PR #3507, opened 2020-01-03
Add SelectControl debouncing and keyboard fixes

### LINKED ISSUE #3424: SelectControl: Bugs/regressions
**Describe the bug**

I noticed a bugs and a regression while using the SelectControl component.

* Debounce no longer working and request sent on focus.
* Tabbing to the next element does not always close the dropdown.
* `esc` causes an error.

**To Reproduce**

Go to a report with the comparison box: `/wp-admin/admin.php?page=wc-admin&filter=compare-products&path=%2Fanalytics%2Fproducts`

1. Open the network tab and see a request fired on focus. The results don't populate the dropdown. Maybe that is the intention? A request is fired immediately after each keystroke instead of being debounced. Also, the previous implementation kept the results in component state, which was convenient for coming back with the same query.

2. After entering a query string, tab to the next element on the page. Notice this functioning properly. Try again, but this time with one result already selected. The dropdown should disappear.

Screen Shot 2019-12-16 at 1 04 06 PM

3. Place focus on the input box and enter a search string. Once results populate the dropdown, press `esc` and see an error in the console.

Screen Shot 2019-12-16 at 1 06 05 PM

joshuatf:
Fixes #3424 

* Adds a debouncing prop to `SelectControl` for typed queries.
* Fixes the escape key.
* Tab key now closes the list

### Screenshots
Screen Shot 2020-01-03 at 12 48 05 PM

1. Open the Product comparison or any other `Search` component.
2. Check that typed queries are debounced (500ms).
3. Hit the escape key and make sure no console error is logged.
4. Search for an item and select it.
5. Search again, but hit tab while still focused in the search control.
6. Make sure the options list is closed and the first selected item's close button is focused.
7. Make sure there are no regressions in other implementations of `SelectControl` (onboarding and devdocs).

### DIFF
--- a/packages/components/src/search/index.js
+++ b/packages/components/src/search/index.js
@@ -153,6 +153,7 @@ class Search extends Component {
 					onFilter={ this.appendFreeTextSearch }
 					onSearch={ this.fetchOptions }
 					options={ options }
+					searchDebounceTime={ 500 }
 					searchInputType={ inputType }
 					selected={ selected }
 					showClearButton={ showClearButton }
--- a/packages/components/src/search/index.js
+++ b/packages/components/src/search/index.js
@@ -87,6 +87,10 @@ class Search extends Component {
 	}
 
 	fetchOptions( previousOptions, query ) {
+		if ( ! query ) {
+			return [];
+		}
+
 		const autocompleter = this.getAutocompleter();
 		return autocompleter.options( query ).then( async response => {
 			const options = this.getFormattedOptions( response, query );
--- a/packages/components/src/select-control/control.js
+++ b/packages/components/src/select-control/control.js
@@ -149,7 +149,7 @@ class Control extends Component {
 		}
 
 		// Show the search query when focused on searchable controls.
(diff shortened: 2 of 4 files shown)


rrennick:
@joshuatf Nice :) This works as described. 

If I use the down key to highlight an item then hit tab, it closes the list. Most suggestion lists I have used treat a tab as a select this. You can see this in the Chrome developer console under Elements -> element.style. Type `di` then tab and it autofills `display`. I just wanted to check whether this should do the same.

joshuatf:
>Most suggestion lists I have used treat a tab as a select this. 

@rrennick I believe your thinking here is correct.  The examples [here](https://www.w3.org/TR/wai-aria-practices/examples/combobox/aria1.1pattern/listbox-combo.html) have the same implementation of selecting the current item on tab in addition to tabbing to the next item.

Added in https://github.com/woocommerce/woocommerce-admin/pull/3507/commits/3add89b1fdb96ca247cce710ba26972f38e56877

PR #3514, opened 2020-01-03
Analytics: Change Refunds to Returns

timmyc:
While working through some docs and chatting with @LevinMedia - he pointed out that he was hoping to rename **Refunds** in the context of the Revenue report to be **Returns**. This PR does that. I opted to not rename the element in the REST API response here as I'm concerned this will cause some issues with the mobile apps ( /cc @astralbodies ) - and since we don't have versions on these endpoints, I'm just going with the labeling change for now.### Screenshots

· · · ·

DIRECTIONS FOR THIS TASK: Go through the records above and copy each one exactly.

WRITTEN RESPONSE:
PR #3507, opened 2020-01-03
Add SelectControl debouncing and keyboard fixes

### LINKED ISSUE #3424: SelectControl: Bugs/regressions
**Describe the bug**

I noticed a bugs and a regression while using the SelectControl component.

* Debounce no longer working and request sent on focus.
* Tabbing to the next element does not always close the dropdown.
* `esc` causes an error.

**To Reproduce**

Go to a report with the comparison box: `/wp-admin/admin.php?page=wc-admin&filter=compare-products&path=%2Fanalytics%2Fproducts`

1. Open the network tab and see a request fired on focus. The results don't populate the dropdown. Maybe that is the intention? A request is fired immediately after each keystroke instead of being debounced. Also, the previous implementation kept the results in component state, which was convenient for coming back with the same query.

2. After entering a query string, tab to the next element on the page. Notice this functioning properly. Try again, but this time with one result already selected. The dropdown should disappear.

Screen Shot 2019-12-16 at 1 04 06 PM

3. Place focus on the input box and enter a search string. Once results populate the dropdown, press `esc` and see an error in the console.

Screen Shot 2019-12-16 at 1 06 05 PM

joshuatf:
Fixes #3424 

* Adds a debouncing prop to `SelectControl` for typed queries.
* Fixes the escape key.
* Tab key now closes the list

### Screenshots
Screen Shot 2020-01-03 at 12 48 05 PM

1. Open the Product comparison or any other `Search` component.
2. Check that typed queries are debounced (500ms).
3. Hit the escape key and make sure no console error is logged.
4. Search for an item and select it.
5. Search again, but hit tab while still focused in the search control.
6. Make sure the options list is closed and the first selected item's close button is focused.
7. Make sure there are no regressions in other implementations of `SelectControl` (onboarding and devdocs).

### DIFF
--- a/packages/components/src/search/index.js
+++ b/packages/components/src/search/index.js
@@ -153,6 +153,7 @@ class Search extends Component {
 					onFilter={ this.appendFreeTextSearch }
 					onSearch={ this.fetchOptions }
 					options={ options }
+					searchDebounceTime={ 500 }
 					searchInputType={ inputType }
 					selected={ selected }
 					showClearButton={ showClearButton }
--- a/packages/components/src/search/index.js
+++ b/packages/components/src/search/index.js
@@ -87,6 +87,10 @@ class Search extends Component {
 	}
 
 	fetchOptions( previousOptions, query ) {
+		if ( ! query ) {
+			return [];
+		}
+
 		const autocompleter = this.getAutocompleter();
 		return autocompleter.options( query ).then( async response => {
 			const options = this.getFormattedOptions( response, query );
--- a/packages/components/src/select-control/control.js
+++ b/packages/components/src/select-control/control.js
@@ -149,7 +149,7 @@ class Control extends Component {
 		}
 
 		// Show the search query when focused on searchable controls.
(diff shortened: 2 of 4 files shown)


rrennick:
@joshuatf Nice :) This works as described. 

If I use the down key to highlight an item then hit tab, it closes the list. Most suggestion lists I have used treat a tab as a select this. You can see this in the Chrome developer console under Elements -> element.style. Type `di` then tab and it autofills `display`. I just wanted to check whether this should do the same.

joshuatf:
>Most suggestion lists I have used treat a tab as a select this. 

@rrennick I believe your thinking here is correct.  The examples [here](https://www.w3.org/TR/wai-aria-practices/examples/combobox/aria1.1pattern/listbox-combo.html) have the same implementation of selecting the current item on tab in addition to tabbing to the next item.

Added in https://github.com/woocommerce/woocommerce-admin/pull/3507/commits/3add89b1fdb96ca247cce710ba26972f38e56877

PR #3514, opened 2020-01-03
Analytics: Change Refunds to Returns

timmyc:
While working through some docs and chatting with @LevinMedia - he pointed out that he was hoping to rename **Refunds** in the context of the Revenue report to be **Returns**. This PR does that. I opted to not rename the element in the REST API response here as I'm concerned this will cause some issues with the mobile apps ( /cc @astralbodies ) - and since we don't have versions on these endpoints, I'm just going with the labeling change for now.### Screenshots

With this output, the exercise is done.